Which lines below contain "space"? Copy every one of them.
------------------------------------------------------------
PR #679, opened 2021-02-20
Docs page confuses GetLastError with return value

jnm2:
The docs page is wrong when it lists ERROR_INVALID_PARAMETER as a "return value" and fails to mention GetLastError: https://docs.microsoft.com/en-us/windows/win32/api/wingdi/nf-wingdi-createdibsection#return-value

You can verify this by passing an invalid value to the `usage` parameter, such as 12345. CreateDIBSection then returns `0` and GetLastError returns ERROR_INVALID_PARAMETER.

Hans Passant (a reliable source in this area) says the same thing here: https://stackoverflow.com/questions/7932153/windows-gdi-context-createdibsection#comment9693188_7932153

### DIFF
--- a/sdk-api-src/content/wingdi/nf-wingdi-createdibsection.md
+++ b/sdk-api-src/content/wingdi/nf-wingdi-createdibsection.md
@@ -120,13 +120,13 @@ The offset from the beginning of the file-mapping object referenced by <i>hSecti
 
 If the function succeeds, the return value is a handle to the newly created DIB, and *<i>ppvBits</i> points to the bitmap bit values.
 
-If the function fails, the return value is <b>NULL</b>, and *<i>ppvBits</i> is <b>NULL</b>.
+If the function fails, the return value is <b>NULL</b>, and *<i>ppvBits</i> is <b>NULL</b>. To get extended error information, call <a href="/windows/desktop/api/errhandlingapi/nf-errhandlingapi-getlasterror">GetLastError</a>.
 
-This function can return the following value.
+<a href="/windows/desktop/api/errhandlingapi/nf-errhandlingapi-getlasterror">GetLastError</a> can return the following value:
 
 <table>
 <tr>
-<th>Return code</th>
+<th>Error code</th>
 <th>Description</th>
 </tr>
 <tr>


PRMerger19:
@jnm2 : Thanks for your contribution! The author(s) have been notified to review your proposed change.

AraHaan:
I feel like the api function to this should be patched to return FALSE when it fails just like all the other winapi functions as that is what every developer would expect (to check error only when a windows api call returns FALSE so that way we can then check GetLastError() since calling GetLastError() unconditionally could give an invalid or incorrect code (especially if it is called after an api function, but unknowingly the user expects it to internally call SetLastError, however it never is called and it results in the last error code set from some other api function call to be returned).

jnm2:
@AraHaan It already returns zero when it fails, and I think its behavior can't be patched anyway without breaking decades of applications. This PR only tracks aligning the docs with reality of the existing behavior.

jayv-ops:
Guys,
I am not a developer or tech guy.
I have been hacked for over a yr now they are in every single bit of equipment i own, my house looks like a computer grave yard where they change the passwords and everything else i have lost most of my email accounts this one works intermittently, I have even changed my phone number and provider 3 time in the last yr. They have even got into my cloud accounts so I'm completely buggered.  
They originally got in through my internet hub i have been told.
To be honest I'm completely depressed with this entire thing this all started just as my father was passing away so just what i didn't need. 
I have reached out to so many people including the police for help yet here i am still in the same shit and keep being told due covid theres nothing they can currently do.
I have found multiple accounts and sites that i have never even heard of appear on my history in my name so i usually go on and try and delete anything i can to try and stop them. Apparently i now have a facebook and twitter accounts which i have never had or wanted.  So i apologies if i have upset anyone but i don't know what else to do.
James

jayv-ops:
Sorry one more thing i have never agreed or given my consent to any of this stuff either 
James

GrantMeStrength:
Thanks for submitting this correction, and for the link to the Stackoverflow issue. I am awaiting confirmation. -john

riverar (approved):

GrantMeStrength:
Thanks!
------------------------------------------------------------
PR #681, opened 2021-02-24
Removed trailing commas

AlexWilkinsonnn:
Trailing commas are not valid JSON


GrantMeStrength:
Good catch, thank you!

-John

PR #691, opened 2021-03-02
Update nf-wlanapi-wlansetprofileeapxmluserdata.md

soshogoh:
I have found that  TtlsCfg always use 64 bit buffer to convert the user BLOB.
------------------------------------------------------------
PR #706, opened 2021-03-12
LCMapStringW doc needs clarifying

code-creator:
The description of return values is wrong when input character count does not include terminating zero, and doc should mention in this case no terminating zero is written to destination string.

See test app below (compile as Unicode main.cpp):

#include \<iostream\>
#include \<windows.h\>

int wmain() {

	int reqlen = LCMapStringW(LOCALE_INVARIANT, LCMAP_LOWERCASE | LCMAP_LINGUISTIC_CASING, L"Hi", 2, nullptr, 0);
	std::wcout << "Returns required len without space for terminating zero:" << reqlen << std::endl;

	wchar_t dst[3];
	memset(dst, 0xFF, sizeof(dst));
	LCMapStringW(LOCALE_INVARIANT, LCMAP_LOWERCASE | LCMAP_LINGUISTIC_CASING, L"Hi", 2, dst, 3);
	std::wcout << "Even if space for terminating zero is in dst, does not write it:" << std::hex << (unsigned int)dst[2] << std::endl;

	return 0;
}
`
------------------------------------------------------------
#### [Written answer]
	std::wcout << "Returns required len without space for terminating zero:" << reqlen << std::endl;
	std::wcout << "Even if space for terminating zero is in dst, does not write it:" << std::hex << (unsigned int)dst[2] << std::endl;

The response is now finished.